Are there income limits in bankruptcy?

Calculating Money

If you’re dealing with debt, then you might be interest in learning more about whether you can file for bankruptcy. One of the key things that have to be analyzed in every bankruptcy case is the income available to the person filing for bankruptcy. This raises the question: are there income limits in bankruptcy?

In bankruptcy cases, there are two financial analyses that must be completed to by the debtor. The first is a snapshot of the debtor’s current budget. The second analyses is known as the Means Test, and is a test to determine whether a debtor may be abusing the bankruptcy system.

The Present Budget

The first financial analysis that must be completed in every bankruptcy case is to provide a snapshot of the debtor’s current budget. This is a look at the debtor’s actual income and expenses for the thirty days before the filing of the case.

This budget is similar to many other budget documents that you’ll find on the internet, if not more extensive. For bankruptcy, it’s broken down into two different forms, Schedule I for income, and Schedule J for expenses.

Schedule I

A debtor is expected to disclose and list all household income on Schedule I. The first source of income examined is income from wages.
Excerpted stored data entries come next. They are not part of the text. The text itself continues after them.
Issue #1201, opened 2024-09-11
very bad perf on `_datetime.datetime.__format__`


trim21:
current text format use `YYYY-MM-DD HH:mm:ss.SSS` and handled by `_datetime.datetime.__format__`, which is very slow comparing to stdlib version `%Y-%m-%d %H:%M:%S.%f%z`.

For example, I use `os.devnull` as sink and try these 2 format, `YYYY-MM-DD HH:mm:ss.SSS` will use 44s but `%Y-%m-%d %H:%M:%S.%f%z` use only 20s. (also it's 10s for stdlib logging)

```python
import os
import timeit

from loguru import logger as logger_new
from loguru_old import logger as logger_old

logger_new.info("hello world")
# exit(0)

logger_new.remove(0)
logger_new.add(os.devnull)
logger_old.remove(0)
logger_old.add(os.devnull)

def loguru_new_case():
    logger_new.info("hello {}", "b")


def loguru_old_case():
    logger_old.info("hello {}", "b")


print(timeit.timeit(loguru_new_case))
print(timeit.timeit(loguru_old_case))
```

Delgan:
Fixed by 80f05fd2635a9f728565585fed02bed7c2be968a.

Thank you for investigating possible performance improvements. :+1:

PR #1202, opened 2024-09-11
improve datetime perf

trim21:
benchmark with simple `logger.info("hello {}", "b")` with `os.devnull` sink, from 44s to 20s

ref: https://github.com/Delgan/loguru/issues/1201

### DIFF
--- a/loguru/_datetime.py
+++ b/loguru/_datetime.py
@@ -1,5 +1,7 @@
+import functools
 import re
 from calendar import day_abbr, day_name, month_abbr, month_name
+from collections.abc import Callable
 from datetime import datetime as datetime_
 from datetime import timedelta, timezone
 from time import localtime, strftime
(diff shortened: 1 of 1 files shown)


trim21:
... why are we still running tests on 3.5 and why we convert `[YYYY]` to `YYYY` in datetime formatting?

trim21:
also， why aware_now use time module instead of using datetime.now.astimezone and combine it as datetime？

trim21:
I think we can also include a fast path for default datetime format

Delgan:
Hey @trim21.

Thank you for your work in improving Loguru's performance.
I never realized that `datetime` formatting was so costly. Good catch. Caching a pre-computed formatter is a simple and excellent idea to reduce the overhead.

I've done a few experiments and I think we can go even further. We do not need to repeatedly parse the tokens with the regex. We can build a formattable string associated with runtime formatting functions.

See the diff here: https://github.com/Delgan/loguru/commit/80f05fd2635a9f728565585fed02bed7c2be968a

Here are a `timeit` command using a non-default format:

```bash
$ python -m timeit -s "from loguru import logger;logger.remove();logger.add(lambda _: None, format='{time:YYYY-MM-DD HH:mm:ss.SSSSSS Z}');logger.info('Hello')" "for _ in range(10):logger.info('Hello')"
```

Results:

```bash
# master
500 loops, best of 5: 426 usec per loop

# trim21/datetime-perf
1000 loops, best of 5: 225 usec per loop

# Delgan/faster-datetime
2000 loops, best of 5: 160 usec per loop
```

It's arguably an almost negligible improvement on what you've already done, but it pushes optimization further without adding much complexity.

Do you mind if I merge this commit instead? Do you think it could be improved?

You are supposed to disclose your GROSS income, including the frequency you get paid (weekly, bi-weekly, etc). Then, you are supposed to itemize any deductions from your paycheck. Next, the form requires you to list income from any and all sources. These include rental income, dividend income, family support (whether court ordered or not), social security, government assistance, and any other source of income that your household regularly receives. Keep in mind that benefits like housing and food vouchers count as income, so be sure to include those on Schedule I.

Schedule J

Moving on to Schedule J, a debtor is going to list all the regular household expenses. These expenses are for things along the lines of necessaries. You do not list your payments towards debt on the Schedule I, such as credit card debt. (You will list, however, items like mortgage or auto payments). Be sure to go line by line and really think about your monthly expenditures. People often don’t really know how much they spend on certain items, or use numbers that don’t accurately reflect their expenditures.
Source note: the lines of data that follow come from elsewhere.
PR #2691, opened 2026-07-30
fix(website): pin the deploy toolchain so CI and production build alike

kovtcharov:
Every container start, production fetched its own web server from npm: `website/railway.json` ran `npx serve dist`, but `serve` was declared in neither `dependencies` nor `devDependencies`, so each boot did a live, unpinned fetch of `serve` plus its transitive tree before the site could serve a byte — a registry outage burns all 10 restart retries against the same wall, and a breaking `serve` major can stop production with no repo change and no deploy. The build was equally loose: Nixpacks picks its Node from `engines.node`, then `.nvmrc`, then `.node-version`, and **defaults to Node 18** when it finds none — `website/` had none of the three, so production built on Node 18 while CI built on Node 20, and the build command's `npm install` re-resolved in-range transitive deps that CI's `npm ci` had pinned. Now `serve` is a pinned production dependency recorded in the lockfile and started from the local binary (Nixpacks puts `/app/node_modules/.bin` on PATH, so no network round-trip), `engines.node` pins `22.x` with CI matching it, and both build paths run `npm ci` — a green PR now builds the same bytes production does.

Node 22 because Node 20 reached end-of-life in April and 22 is Active LTS; `deploy_website.yml` already used 22 for the Railway CLI, so all three now agree, and nothing in `website/` has an upper bound below it (Astro 4.16 allows `>=21`). Adding `serve` deduped `ajv` 8.17.1 → 8.18.0 — a bump the old `npm install` build path could already have taken silently, now pinned in the lockfile. `engines.node` is deliberately the only Node pin in `website/`: npm warns loudly (`EBADENGINE required: node 22.x`) when a contributor on the repo's root `.nvmrc` installs here, whereas a duplicate `website/.nvmrc` could drift and silently select the wrong runtime.

## Test plan

All run on Node 22.23.2 from a clean `node_modules`, in `website/`:

- [x] `rm -rf node_modules dist && npm ci` — **exit 0**, 546 packages, no `EBADENGINE` (this is the new Railway build path; it fails loudly on lockfile drift instead of papering over it)
- [x] `ls node_modules/.bin/serve` — now exists (`-> ../serve/build/main.js`); previously absent
- [x] `npx astro check` — 39 files, 0 errors, 0 warnings, 0 hints
- [x] `npx vitest run` — 3 files, 32 tests passed
- [x] `npm run check:agents` — snapshot up to date
- [x] `HUB_CATALOG_URL=https://hub.amd-gaia.ai npm run build` — 3 pages built from the live catalog
- [x] `serve dist -l 4399` invoked as the bare binary (**not** `npx`) with only `node_modules/.bin` added to PATH, as Nixpacks does: `/` 200, `/hub` 200, `/hub/` 200, `/hub/email` 200, `/nonexistent` 404 — no SPA catch-all, no rewrite rules needed
- [x] `npm ci --dry-run` on Node 20 — exit 0 with a loud `EBADENGINE` warning, so the pin guides contributors without breaking them
- [x] Both workflow YAMLs parse (`website-ci.yml`, `deploy_website.yml`)
- [x] `website/.railwayignore` does not exclude `package-lock.json`, so `npm ci` can resolve it on Railway

`website-ci.yml` gains a step that boots the production start command against the real build and asserts `/`, `/hub` and `/hub/email` return 200 — CI never ran that command before, which is why a missing `serve` dependency went unnoticed.

---

### Independent verification (not the author), macOS

- `rm -rf node_modules && npm ci` from a clean tree — **succeeds**; this is the new Railway build path and the change most likely to break a deploy.
- `node_modules/.bin/serve` **exists**, so the start command no longer fetches an unpinned package from npm at container boot.
- Ran the **real** start command (`./node_modules/.bin/serve dist`, not `npx`) and exercised routing: `/` 200 · `/hub` 200 · `/hub/` 200 · `/hub/email` 200 · `/hub/email/` 200 · `/nonexistent-xyz` **404**. No SPA catch-all, and `/hub` returns 200 directly with no origin-leaking `Location` header.
- `HUB_CATALOG_URL=… npm run build` — 3 pages.
- Both workflow YAMLs parse.

**Correction to an earlier note on this PR (mine):** I initially flagged that `engines` is advisory and would not block a mismatched build, implying a gap. That framing was wrong and based on truncated output. Re-ran it: `npm ci --dry-run` on node v20.19.6 emits `npm warn EBADENGINE … required: { node: '22.x' }, current: { node: 'v20.19.6' }` and still exits 0 — precisely the behaviour the test plan already documents, and precisely what you want (guides contributors, does not break them). No action needed.

### DIFF
--- a/.github/workflows/deploy_website.yml
+++ b/.github/workflows/deploy_website.yml
@@ -15,7 +15,9 @@
 #   LOUDLY if this is unset. Set it on the website service in Railway → Variables.
 #
 # The service is built by Railway from website/railway.json (NIXPACKS:
-# `npm install && npm run build`, served by `serve dist`).
+# `npm ci && npm run build`, served by `serve dist` from website/dependencies).
+# Nixpacks picks the build Node from website/package.json `engines.node`; keep it
+# and website-ci.yml's node-version in step, or CI and production diverge.
 #
 # This workflow is also dispatched by release_agent_email.yml after a successful
 # agent publish, so a newly published agent shows up without a website commit.
--- a/.github/workflows/website-ci.yml
+++ b/.github/workflows/website-ci.yml
@@ -45,9 +45,11 @@ jobs:
     steps:
       - uses: actions/checkout@v7
 
+      # Must match website/package.json `engines.node` — Railway's Nixpacks builder
+      # reads that field to pick the production Node, so CI and prod build alike.
       - uses: actions/setup-node@v7
         with:
-          node-version: '20'
+          node-version: '22'
           cache: npm
           cache-dependency-path: website/package-lock.json
 
@@ -68,3 +70,24 @@ jobs:
 
       - name: Build (astro build from the live catalog)
         run: npx astro build
+
+      # Production's start command was previously never exercised by CI, so a
+      # missing `serve` dependency or a broken command only surfaced on Railway.
+      # Nixpacks puts node_modules/.bin on PATH; Actions does not, so add it here
+      # and run the same bare `serve dist` command website/railway.json uses.
+      - name: Production start command serves the built site
+        env:
+          PORT: 4173
+        run: |
+          set -euo pipefail
+          export PATH="$PWD/node_modules/.bin:$PATH"
+          serve dist -l "${PORT:-3000}" &
+          for _ in $(seq 1 30); do
+            curl -sf -o /dev/null "http://localhost:${PORT}/" && break
+            sleep 1
+          done
+          for route in / /hub /hub/email; do
+            code=$(curl -s -o /dev/null -w '%{http_code}' "http://localhost:${PORT}${route}")
+            echo "${route} -> ${code}"
+            [ "${code}" = 200 ] || { echo "::error::${route} returned ${code} from the production start command"; exit 1; }
+          done
--- a/website/package-lock.json
+++ b/website/package-lock.json
@@ -2468,10 +2468,13 @@
       }
     },
     "node_modules/balanced-match": {
-      "version": "1.0.2",
-      "resolved": "https://registry.npmjs.org/balanced-match/-/balanced-match-1.0.2.tgz",
-      "integrity": "sha512-3oSeUO0TMV67hN1AmbXsK4yaqU7tjiHlbxRDZOpH0KW9+CeX4bRAaX0Anxt0tx2MrpRpWwQaPwIlISEJhYU5Pw==",
-      "license": "MIT"
+      "version": "4.0.4",
+      "resolved": "https://registry.npmjs.org/balanced-match/-/balanced-match-4.0.4.tgz",
+      "integrity": "sha512-BLrgEcRTwX2o6gGxGOCNyMvGSp35YofuYzw9h1IMTRmKqttAZZVU67bdb9Pr2vUHA8+j3i2tJfjO6C6+4myGTA==",
+      "license": "MIT",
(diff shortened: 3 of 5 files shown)


kovtcharov:
Dependency Review is failing here on a **false positive** — no code change is needed, and the obvious fix would break the build.

It flags `website/package-lock.json » brace-expansion@1.1.17` for [GHSA-mh99-v99m-4gvg](https://github.com/advisories/GHSA-mh99-v99m-4gvg) (high). The advisory's range is `<= 5.0.7`, patched `5.0.8` — a flat semver range, so `1.1.17` matches it by comparison. But **1.1.17 is itself the backported fix.**

I unpacked both tarballs and diffed them. `1.1.17` (published 2026-07-29, five days *after* the advisory) adds the exact mitigation the advisory describes, and names the CVE:

```js
// `EXPANSION_MAX` caps the *number* of expansions, but not their length. …
// (CVE-2026-14257). `EXPANSION_MAX_LENGTH` bounds the total number of
// characters the accumulator may hold at any point, so memory stays flat …
var EXPANSION_MAX_LENGTH = 4000000
```

`1.1.16` has no such bound (`options.max == null ? Infinity : options.max`). So the vulnerable→patched boundary on the 1.x line is 1.1.16 → 1.1.17, which the advisory's single range cannot express.

**Please don't override to `5.0.9` to make the check pass.** The chain here is `serve-handler` → `minimatch@3.1.5` (exact pin) → `brace-expansion@^1.1.7`. Forcing 5.x would violate that constraint and 5.x is a genuine break: it drops the `concat-map` dependency and moves its entry point from `index.js` to `./dist/commonjs/index.js`. That trades a non-existent vulnerability for a real risk of breaking the website build.

The right resolutions, in order of preference:
1. **Dismiss the alert** on this PR as "vulnerable code is not actually used / already patched" — needs repo permissions I don't have.
2. Report the range upstream so the advisory records the 1.x backport.

Everything else on this PR is green.

kovtcharov:
Correcting my earlier comment: I said not to override to 5.x because it would break `minimatch@3.1.5`. **I tested it, and that was wrong** — the override is safe, and I've pushed it.

What I actually checked, rather than reasoned about:

```
minimatch loaded:          function
brace-expansion loaded:    function
expand('{a,b}c')        →  [ 'ac', 'bc' ]
minimatch('foo.js','*.js') → true
npm run build           →  exit 0, 3 pages built
```

`minimatch` asks for `^1.1.7` and 5.x does move its entry point from `index.js` to `./dist/commonjs/index.js` and drop the `concat-map` dependency — but `require('brace-expansion')` resolves through `package.json` `main` either way, and the exported function signature is unchanged. The constraint is nominal here, not load-bearing.

The substance of the earlier comment still holds — 1.1.17 **is** the backported fix (it adds `EXPANSION_MAX_LENGTH` and names CVE-2026-14257), so the alert is a false positive and the advisory's flat `<= 5.0.7` range is what makes it fire. Dismissing it would have been equally correct. Overriding just doesn't require anyone's permissions, so it unblocks the PR now.

Remaining `npm audit` findings in this tree (9 high, 1 critical) are pre-existing and untouched by this PR, so Dependency Review ignores them — it only flags what a PR newly introduces.

itomek (approved):

kovtcharov-amd (approved):

kovtcharov-amd (approved):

Once you have disclosed all your monthly income and all your monthly expenses, you do a quick calculation subtracting your expenses from your income to come up with your monthly net income, which gets listed at the end of Schedule J.

Bankruptcy Means Test

The second financial analysis involved in bankruptcy cases is the Means Test. This analysis is intended to prevent people from filing for bankruptcy who should otherwise have the presumed ability to pay creditors.

The United States Department of Justice publishes certain standards that are used in the Means Test. These standards include median income, as well as certain costs of living, such as for food, housing, transportation, etc.

At its core, the Means Test operates as follows (limiting discussion here to a Chapter 7 case): you have to first calculate your Current Monthly Income by determining your average monthly income for the 6 months prior to filing. When calculating the Current Monthly Income, you have to use GROSS figures. If you make a living getting paid by the hour, you have to determine the average you made per month by looking at your last 6 months of paystubs. If you run your own business, you have to average out your net income from the 6 months prior to the case filing.

Once you calculate your current monthly income, you have to compare it across the median income of your state for a household of your size. For instance, let’s assume you’re a salaried person making $4,000.00 gross per month for the last year, and you live alone (so a household of one). When you annualize your income, you make $48,000.00 per year – your Current Monthly Income. You then have to compare this number, the CMI, to the median income for your state and household size. As of the time of this writing, the household median income for one person is $56,120. Since the annualized CMI is less than the median income, the presumption of abuse does not rise.

If, however, your CMI annualized is $60,000, since this is more than the median income, there is an initial presumption of abuse. At this point, you are allowed to deduct certain expenses (using the same USDOJ Means Test Standards) to reduce your CMI. Once you have calculated all of your allowable deductions, you subtract that number from your Current Monthly Income, then multiply that difference by 60.

If the result is less than $8,175 (as of this writing) there is no presumption of abuse. If the result is more than $13,650 (as of this writing), then the presumption of abuse still stands, and you can describe special circumstances to justify your case. If the result is more than $8,175 and less than $13,650, then the law allows you to run one more calculation to determine whether you can overcome the presumption of abuse.

Getting back to the original question, now: are there income limits in bankruptcy? While the surface answer is no, there are no income limits, because of the Means Test, a debtor’s income cannot be significantly higher than the standards allowed by law. So, in essence, there are income limits in bankruptcy without them actually being stated in the law.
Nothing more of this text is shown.